George Hunka on narrative authority
Thursday 22nd March 2012
In a recent post, George Hunka argues against the imposition of narrative authority by playwrights who use a traditional form for telling their stories, one which kills off the audience’s imagination and lulls it into a collective feelgood doze. By contrast, enter the experimentalists, who challenge this simple story-telling: “those formal experimentalists who dispense with traditional narrative, in at least some cases, are engaged in the politically and metaphysically radical project of restoring meaning-making authority to the individual spectator rather than imposing that interpretation on an audience-as-collective.” His exemplars are the postmodern theatre-makers, such as Richard Foreman and Howard Barker, and, I would add, more recently Tim Crouch. But is this dividing line really so clear? Similar thoughts about the interpretation of narrative come to mind with the opening last week of Martin Crimp’s new play, Play House (Orange Tree), a series of rapid scenes which tell the story of some aspects of a young couple’s relationship.
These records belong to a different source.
PR #2414, opened 2019-03-05
Adds a Kubernetes FAQ doc page

etanshaul:
Not for review yet.


etanshaul:
@ivanporty ready for review

I would still to find a better solution for the general PATH problem (which won't be solved by the dependency manager since transitive dependencies like `docker-credential-gcr` are looked for on the PATH). But at least this is an initial workaround.

etanshaul:
actually I think I found a better solution. PR coming soon.

etanshaul:
@ivanporty updated the FAQ to have workarounds for Linux only. https://github.com/GoogleCloudPlatform/google-cloud-intellij/pull/2420 should fix the problem in OSX, and I don't think this problem exists in windows as long as the binaries are on the PATH.

PR #2420, opened 2019-03-06
 Create processes using GeneralCommandLine to inherit parent console environment

### LINKED ISSUE #2394: Skaffold run configs do not see shell environment variables (PATH) on Linux when IDE starts from desktop
```
time="2018-11-01T12:46:38-04:00" level=fatal msg="exiting dev mode because the first build failed: building [gcr.io/**/my-proj]: tagging: pushing: getting auth config for gcr.io/**/my-proj:3c275201-dirty-50f870d: getting auth config: error getting credentials - err: exec: \"docker-credential-gcr\": executable file not found in $PATH, out: ``"
```

possibly related: https://intellij-support.jetbrains.com/hc/en-us/community/posts/115000464664-IDEA-sandbox-problems-with-shell-command

see https://github.com/GoogleContainerTools/google-container-tools-intellij/issues/67 for full discussion

etanshaul:
fixes #2394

Because each scene is very short, and nothing is explained, the individual spectator is made to work very hard to understand what is going on. Yet, the narrative authority still lies with Crimp, and it does with Barker and Crouch in their work. Surely it is they that have created the stories that the audience is forced to accept, reject, interpret or flee from. Perhaps this opposition between traditional authority and radical experiment is not so clear or simple after all: doesn’t all artistic creativity force the spectator to make meaning, both individually and collectively?